* [Try it]
Scan the data for lines with "ValueError" and report the count by itself.

* [Stored data entries]
PR #230, opened 2024-07-03
Rename_wells initial implementation

josephschull:
Initial implementation of rename_wells function in ngff.plate class. Takes in csv file with old and new well paths.

### DIFF
--- a/iohub/ngff.py
+++ b/iohub/ngff.py
@@ -4,6 +4,7 @@ from __future__ import annotations
 import logging
 import math
 import os
+import csv
 from copy import deepcopy
 from typing import TYPE_CHECKING, Generator, Literal, Sequence, Union
 
@@ -12,6 +13,7 @@ import zarr
 from numcodecs import Blosc
 from numpy.typing import ArrayLike, DTypeLike, NDArray
 from pydantic import ValidationError
+import zarr.storage
 from zarr.util import normalize_storage_path
 
 from iohub.display_utils import channel_display_settings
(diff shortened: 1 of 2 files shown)


iohub/ngff.py
```diff
@@ -1564,6 +1566,61 @@ def positions(self) -> Generator[tuple[str, Position], None, None]:
         for _, well in self.wells():
             for _, position in well.positions():
                 yield position.zgroup.path, position
+    
+    def rename_wells(self, well_names_csv: str):
```
talonchandler, line 1570: I think this signature should be `rename_well(self, old: str, new: str):`. See Ziwen's `rename_channel` for an example of what we have in mind here.

iohub/ngff.py
```diff
@@ -1564,6 +1566,61 @@ def positions(self) -> Generator[tuple[str, Position], None, None]:
...
+        rename_wells will adjust well paths from 0/0 --> 0/A, 0/1  -> 0/B
+
+        """
+        
+        names = []
+
+        with open(well_names_csv, mode='r', newline='', encoding='utf-8') as csvfile:
+            csvreader = csv.reader(csvfile)
+            for row in csvreader:
+                names.append([row[0], row[1]])
```
talonchandler, line 1592: Instead of taking a csv into this function, the CLI can handle the csv. So this block can move up to the CLI level. 

I'm imagining that the new signature of this function will let you  modify a single well via python, and the CLI level will let you rename many wells with a csv.

talonchandler: It'll be worthwhile learning how to use click to build a CLI because you'll need to do the same for zebrapro.

iohub/ngff.py
```diff
@@ -1564,6 +1566,61 @@ def positions(self) -> Generator[tuple[str, Position], None, None]:
...
+        modified_wells = []
+        modified_columns = []
+        modified_rows = []
+
+        for old_well_path, new_well_path in names:
+            old_row, old_column = old_well_path.split('/')
+            new_row, new_column = new_well_path.split('/')
+
+            for well in self.metadata.wells:
+
```
talonchandler, line 1605: Double check that you have `black` installed. I think it will squash this whitespace, and I think that one's of the reasons CI isn't passing.

iohub/ngff.py
```diff
@@ -1564,6 +1566,61 @@ def positions(self) -> Generator[tuple[str, Position], None, None]:
...
+        modified_wells = []
+        modified_columns = []
+        modified_rows = []
+
+        for old_well_path, new_well_path in names:
+            old_row, old_column = old_well_path.split('/')
+            new_row, new_column = new_well_path.split('/')
+
+            for well in self.metadata.wells:
```
talonchandler, line 1604: The for loop will move to the CLI level.

iohub/ngff.py
```diff
@@ -1564,6 +1566,61 @@ def positions(self) -> Generator[tuple[str, Position], None, None]:
...
+
+                if well.path == old_well_path and well not in modified_wells:
+                    well.path = new_well_path ### update well metadata
```
talonchandler, line 1607: Great! I think these lines (together with the lines for rows and columns) are the core functionality that will stay here.

iohub/ngff.py
```diff
@@ -1564,6 +1566,61 @@ def positions(self) -> Generator[tuple[str, Position], None, None]:
...
+        with open(well_names_csv, mode='r', newline='', encoding='utf-8') as csvfile:
+            csvreader = csv.reader(csvfile)
+            for row in csvreader:
+                names.append([row[0], row[1]]) 
+
+        names = np.array(names)  ### names is a 2D array of [old_well_path, new_well_path
+
+        modified_wells = []
+        modified_columns = []
+        modified_rows = []
```
talonchandler, line 1598: I think this handling should go to the CLI level. 

Are you saying "skip writing a well name if you've already written to it"? I think this case should live at the CLI level and should print something like "warning: multiple wells were renamed to "B/2"  

Do you handle the case where the well doesn't exist. Maybe this should raise a `ValueError` at the API level (for example, see how Ziwen handles this case in `rename_channel` where `get_channel_index` raises `ValueError` if the name does not exist. 

When this raises a `ValueError`, then the CLI level can catch the exception, print a message to the user, and continue.

talonchandler (changes requested):
Great Joseph! 

I think you've got the right idea, but I think the API level should mirror the existing `rename_channel` and the CLI level should handle the CSV file while making API calls. 

More detailed comments below.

* [Written answer]
2